Nigerien Prime Minister Ali Lamine Zeine (left) during a visit to Tehran (January 2024)

Iran and Niger Cement Alliance With Secret ‘Yellowcake’ Uranium Deal

Saturday, 06/01/2024

Recent reporting suggests that after covert negotiations, Iran and Niger have agreed on a $56 million deal to see Tehran acquire 300 tons of refined uranium.

First reported by the France-based media outlet Africa Intelligence in late April, it was revealed that Niger's military junta had engaged in "secret negotiations" with Iran for the delivery of 300 tons of yellowcake in exchange for drones and surface-to-air missiles.

Yellowcake is a concentrated form of uranium oxide, appearing as a yellowish powder. It is produced from uranium ore and serves as an intermediate step in making nuclear fuel or weapons.

French newspaper Le Monde has since corroborated the clandestine negotiations – and reports that the specific type of uranium is produced in the mines belonging to a French company.

Uranium, Le Monde reported, is Niger's most important export product and comes from mines that have been exploited since 1971 by the French group Orano in Arlit, located in north-central Niger.

Niger's Junta government has denied the secret negotiations and agreement.

According to Africa Intelligence, as part of the agreement, Tehran would provide large-capacity generators to Niamey to address Niger's energy deficit and support agricultural conversion efforts. These initiatives were launched by the new government, which came to power in a coup d'état on July 26, 2023.

The outlet's sources also said that a covert meeting between Iranian representatives and the Nigerien prime minister, Ali Lamine Zeine, occurred in August 2023 in Bamako, Mali. General Salifou Modi, the second in command of the Nigerien military junta, was also present. Iranian representatives are said to have also met with delegations of "pan-African" activists serving the juntas of Mali, Niger and Burkina Faso.

This deal would not only challenge the numerous sanctions and agreements designed to prevent Iran from proliferating nuclear weapons, but simultaneously raises concerns in Washington and Paris. If Tehran acquires more uranium, it could expedite its nuclear capabilities, escalating international tension.

The reported amount of uranium is roughly equivalent to Iran's 2019 domestic output.

This move also has the potential to create tensions between Niger and Western countries, which have been outspoken in expressing their concerns against the sale of uranium to the Islamic rulers in Iran, bolstering Iran’s nuclear program.

This could lead to economic sanctions and political isolation for Niger, which would further undermine security in the region.

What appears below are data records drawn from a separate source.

PR #10833, opened 2021-09-16
Extend ModuleApi with the methods we'll need to reject spam based on …IP - resolves #10832

### LINKED ISSUE #10832: An antispam module should be able to reject messages, invites, etc. by IP
**Description:**

An antispam module can block registration from a known-to-be-bad IP.

However, in most cases, we can only identify the IPs used by spambots after the spam has started, by which time it is often too late to block registration.

In such cases, when the sender is local, it would be useful to be able to block a message, etc. based on the current IPs of the sender.

Yoric:
### Pull Request Checklist

### DIFF
--- a/synapse/module_api/__init__.py
+++ b/synapse/module_api/__init__.py
@@ -724,7 +724,7 @@ class ModuleApi:
     def is_mine(self, id: Union[str, DomainSpecificString]) -> bool:
         """
         Checks whether an ID comes from this homeserver.
-        
+
         Added in Synapse v1.44.0.
         """
         if isinstance(id, DomainSpecificString):
@@ -733,12 +733,13 @@ class ModuleApi:
             return self._hs.is_mine_id(id)
 
     async def get_user_ip_and_agents(
-        self, user_id: str, since_ts: Optional[float] = None
+        self, user_id: str, since_ts: Optional[float] = 0
     ) -> List[UserIpAndAgent]:
         """
         Return the list of user IPs and agents for a user.
 
-        Only useful for local users.
+        Only useful for local users. If since_ts is not specified,
+        return the list since the epoch.
 
         Added in Synapse v1.44.0.
         """
@@ -752,7 +753,7 @@ class ModuleApi:
             pass
         if is_mine:
             raw_data = await self._store.get_user_ip_and_agents(
-                UserID.from_string(user_id)
+                UserID.from_string(user_id), since_ts
             )
             # Sanitize some of the data. We don't want to return tokens.
             return [
@@ -762,7 +763,6 @@ class ModuleApi:
                     last_seen=int(data["last_seen"]),
                 )
                 for data in raw_data
-                if since_ts is None or int(data["last_seen"]) >= since_ts
             ]
         else:
             return []
--- a/synapse/module_api/__init__.py
+++ b/synapse/module_api/__init__.py
@@ -733,7 +733,7 @@ class ModuleApi:
             return self._hs.is_mine_id(id)
 
     async def get_user_ip_and_agents(
-        self, user_id: str, since_ts: Optional[float] = 0
+        self, user_id: str, since_ts: int = 0
     ) -> List[UserIpAndAgent]:
         """
         Return the list of user IPs and agents for a user.
@@ -751,6 +751,7 @@ class ModuleApi:
                 is_mine = True
         except Exception:
             pass
+
         if is_mine:
             raw_data = await self._store.get_user_ip_and_agents(
                 UserID.from_string(user_id), since_ts
--- a/synapse/module_api/__init__.py
+++ b/synapse/module_api/__init__.py
@@ -27,6 +27,7 @@ from typing import (
     Union,
 )
 
+import attr
 import jinja2
 
 from twisted.internet import defer
@@ -87,20 +88,16 @@ __all__ = [
 logger = logging.getLogger(__name__)
 
 
+@attr.s(auto_attribs=True)
 class UserIpAndAgent:
     """
-    A ip, user_agent pair used by a user to connect to this homeserver.
+    An IP address and user agent used by a user to connect to this homeserver.
     """
 
     ip: str
     user_agent: str
     # The time at which this user agent/ip was last seen.
     last_seen: int
-
-    def __init__(self, ip: str, user_agent: str, last_seen: int):
-        self.ip = ip
-        self.user_agent = user_agent
-        self.last_seen = last_seen
 
 
 class ModuleApi:
@@ -725,7 +722,11 @@ class ModuleApi:
         )
 
     def is_mine(self, id: Union[str, DomainSpecificString]) -> bool:
-        """Checks whether an ID comes from this homeserver."""
+        """
+        Checks whether an ID comes from this homeserver.
+        
+        Added in Synapse v1.44.0.
+        """
         if isinstance(id, DomainSpecificString):
             return self._hs.is_mine(id)
         else:
@@ -738,6 +739,8 @@ class ModuleApi:
         Return the list of user IPs and agents for a user.
 
         Only useful for local users.
+
+        Added in Synapse v1.44.0.
         """
         # Don't hit the db if this is not a local user.
         is_mine = False
--- a/synapse/module_api/__init__.py
+++ b/synapse/module_api/__init__.py
@@ -723,7 +723,13 @@ class ModuleApi:
 
     def is_mine(self, id: Union[str, DomainSpecificString]) -> bool:
         """
-        Checks whether an ID comes from this homeserver.
+        Checks whether an ID (user id, room, ...) comes from this homeserver.
+
+        Args:
+            id: any Matrix id (e.g. user id, room id, ...), either as a raw id,
+                e.g. string "@user:example.com" or as a parsed UserID, RoomID, ...
+        Returns:
+            True if id comes from this homeserver, False otherwise.
 
         Added in Synapse v1.44.0.
         """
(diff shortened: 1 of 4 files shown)


synapse/module_api/__init__.py
```diff
@@ -700,6 +715,38 @@ def read_templates(
...
+        # Sanitize some of the data. We don't want to return tokens.
+        return [
+            {
+                "ip": str(data["ip"]),
+                "user_agent": str(data["user_agent"]),
+                "last_seen": int(data["last_seen"]),
+            }
+            for data in raw_data
+            if since_ts is None or int(data["last_seen"]) >= since_ts
+        ]
```
babolivier, line 748: This returns a list of dicts, not a list of `UserIpAndAgent`

synapse/module_api/__init__.py
```diff
@@ -700,6 +715,38 @@ def read_templates(
...
+        """Return a timestamp for the current time, in milliseconds since the epoch"""
+        return self._hs.get_clock().time_msec()
+
+    def is_mine(self, domain_specific_string: DomainSpecificString) -> bool:
+        """Checks whether an ID comes from this homeserver."""
+        return self._hs.is_mine(domain_specific_string)
+
+    def is_mine_id(self, string: str) -> bool:
+        """Checks whether an ID comes from this homeserver."""
+        return string.split(":", 1)[1] == self._server_name
```
babolivier, line 728: Could you please rename this into `is_mine_str` or similar and extend the docstring to explain how it differs from `is_mine`? As it stands it feels a bit confusing to the external module developer.

synapse/module_api/__init__.py
```diff
@@ -700,6 +715,38 @@ def read_templates(
             (td for td in (self.custom_template_dir, custom_template_directory) if td),
         )
 
+    def ts(self) -> int:
+        """Return a timestamp for the current time, in milliseconds since the epoch"""
+        return self._hs.get_clock().time_msec()
```
babolivier, line 720: We've usually been biased towards telling people to just use `time.time()` rather than include a module API that does the exact same thing, so I'd suggest dropping this method.

synapse/module_api/__init__.py
```diff
@@ -79,6 +87,13 @@
 logger = logging.getLogger(__name__)
 
 
+class UserIpAndAgent(TypedDict):
```
babolivier, line 90: Could you add a docstring to this class please

tests/module_api/test_api.py
```diff
@@ -89,6 +89,19 @@ def test_get_userinfo_by_id__no_user_found(self):
...
+        info = self.get_success(self.module_api.get_user_ip_and_agents(user_id))
+        self.assertIdentical(info, [])
+
+    def test_get_user_ip_and_agents__no_user_found(self):
+        info = self.get_success(
+            self.module_api.get_user_ip_and_agents(
+                "@test_get_user_ip_and_agents_user_nonexistent"
+            )
+        )
+        self.assertIdentical(info, [])
```
babolivier, line 103: It looks like these only test that the module API returns nothing when it should, could you also add tests to make sure it returns the right data when it should return data please?

babolivier (changes requested):

synapse/module_api/__init__.py
anoadragon453: Or extend `is_mine` to allow passing user IDs are `str`s as well?

babolivier: Ah yeah that'd probably be a better way of doing it.

erikjohnston: TBF `is_mine_id` is consistent with the function in `synapse.types`, and the convention where e.g. `user` is an object and `user_id` is a string. :shrug:

synapse/module_api/__init__.py
Yoric: Almost sure it does :)

synapse/module_api/__init__.py
Yoric: Ah, I hadn't realized, thanks.

Yoric:
Note: Not clear to me why  `Tests / sytest (buster, postgres, workers, redis) (pull_request)` [failed](https://github.com/matrix-org/synapse/pull/10833/checks?check_run_id=3622768018). Not sure it's something I can action.

DMRobertson:
> Note: Not clear to me why `Tests / sytest (buster, postgres, workers, redis) (pull_request)` [failed](https://github.com/matrix-org/synapse/pull/10833/checks?check_run_id=3622768018). Not sure it's something I can action.

Looks like a flakey test, see #1116

babolivier (changes requested):

synapse/module_api/__init__.py
```diff
@@ -700,6 +724,46 @@ def read_templates(
...
+                UserIpAndAgent(
+                    ip=str(data["ip"]),
+                    user_agent=str(data["user_agent"]),
+                    last_seen=int(data["last_seen"]),
+                )
+                for data in raw_data
+                if since_ts is None or int(data["last_seen"]) >= since_ts
+            ]
+        else:
+            return []
```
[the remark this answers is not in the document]
Yoric: Yeah, that was my initial version. Then I rewrote it because I don't want to accidentally catch everything.

synapse/module_api/__init__.py
babolivier: Yeah tbh I find how it's done in `synapse.types` confusing, so I think it makes sense to make it not confusing when the target audience isn't Synapse devs.

synapse/module_api/__init__.py
babolivier: Well sure it does now :p

Yoric: I'm almost sure that you can coerce a dictionary into a subclass of `TypedDict`.

Yoric:
I have just modified things to decrease the amount of data we'll request when a user has many IPs/Agents.

synapse/storage/databases/main/client_ips.py
```diff
@@ -555,8 +555,11 @@ async def get_last_client_ip_by_device(
         return ret
 
     async def get_user_ip_and_agents(
-        self, user: UserID
+        self, user: UserID, since_ts: Optional[float] = 0
```
babolivier, line 558: If it's an `Optional`, surely the default should be `None`? And why a `float` and not an `int`? `last_seen` is a `BIGINT`.

synapse/storage/databases/main/client_ips.py
```diff
@@ -568,13 +571,23 @@ async def get_user_ip_and_agents(
...
+            txn.execute(
+                """
+                SELECT access_token, ip, user_agent, last_seen FROM user_ips
+                WHERE last_seen >= ? AND user_id = ?
+                ORDER BY last_seen
+                DESC
+                """,
+                (since_ts, user_id),
+            )
+            return txn.fetchall()
```
babolivier, line 587: This doesn't seem to support the case where `since_ts` is `None`.

synapse/module_api/__init__.py
```diff
@@ -700,6 +721,52 @@ def read_templates(
...
+        """
+        # Don't hit the db if this is not a local user.
+        is_mine = False
+        try:
+            # Let's be defensive against ill-formed strings.
+            if self.is_mine(user_id):
+                is_mine = True
+        except Exception:
+            pass
+        if is_mine:
```
babolivier, line 754:
```suggestion
            pass

        if is_mine:
```

(for readability)

synapse/module_api/__init__.py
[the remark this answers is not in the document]
babolivier: Hmm, fair.

babolivier (changes requested):
Apparently GitHub glitched and sent my review without letting me label it as "Changes requested" :slightly_frowning_face:

synapse/storage/databases/main/client_ips.py
Yoric: Sorry, got confused when someone (I forgot whom) told me to "just use `time.time()`" for timestamps, which returns floating-point seconds instead of integer milliseconds.

babolivier:
(setting the PR as ready for review since it's already got a few rounds of review)

babolivier (approved):
LGTM!

synapse/module_api/__init__.py
```diff
@@ -700,6 +721,53 @@ def read_templates(
             (td for td in (self.custom_template_dir, custom_template_directory) if td),
         )
 
+    def is_mine(self, id: Union[str, DomainSpecificString]) -> bool:
+        """
+        Checks whether an ID comes from this homeserver.
```
anoadragon453, line 726:
```suggestion
        Checks whether an ID (user, room, etc.) comes from this homeserver.
```

synapse/module_api/__init__.py
```diff
@@ -700,6 +721,53 @@ def read_templates(
...
+
+        Added in Synapse v1.44.0.
```
anoadragon453, line 728: Could you add `Args` and `Returns` sections to the docstring of this function and the one below please?

I was initially confused that this method wasn't just for user IDs :slightly_smiling_face:

synapse/module_api/__init__.py
```diff
@@ -700,6 +721,53 @@ def read_templates(
...
+            return self._hs.is_mine_id(id)
+
+    async def get_user_ip_and_agents(
+        self, user_id: str, since_ts: int = 0
+    ) -> List[UserIpAndAgent]:
+        """
+        Return the list of user IPs and agents for a user.
+
+        Only useful for local users. If since_ts is not specified,
+        return the list since the epoch.
```
anoadragon453, line 742: It may be worth mentioning that if a non-local user is provided, only an empty list will be returned.

synapse/storage/databases/main/client_ips.py
```diff
@@ -555,8 +555,11 @@ async def get_last_client_ip_by_device(
         return ret
 
     async def get_user_ip_and_agents(
-        self, user: UserID
+        self, user: UserID, since_ts: int = 0
     ) -> List[Dict[str, Union[str, int]]]:
+        """
+        Fetch IP/User Agent connection since a given timestamp.
```
anoadragon453, line 561: `Args`/`Returns` sections here too please.

anoadragon453 (commented):
Poking my head in with some documentation concerns, but otherwise the logic looks sound.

Other experts believe that Niger’s Junta is using this deal strategically, attempting to leverage their extensive uranium reserves to yield political and economic concessions from other international powers.

Shifting Alliances and Geopolitical Tensions in the Sahel

In July 2023, Niger’s President Mohamed Bazoum was overthrown by a military junta known as the National Council for the Safeguarding of the Homeland (CNSP). This marked the sixth military takeover in Africa’s Sahel region since 2020.

The series of coups began in Mali in 2020, followed by Guinea, Chad, and Sudan in 2021, and Burkina Faso in 2022. Guinea, Burkina Faso, and Mali have all shown strong support for Niger’s CNSP, opposing external efforts to reinstate Bazoum.

Since taking control, Niger's junta has expelled French, other European, and now American forces, while seeking support from Russia. In March of this year, Niger's junta demanded the withdrawal of US forces after a meeting with American officials. During the meeting, senior US officials expressed concerns about the arrival of Russian troops and accused Niger's military government of planning a uranium agreement with Iran.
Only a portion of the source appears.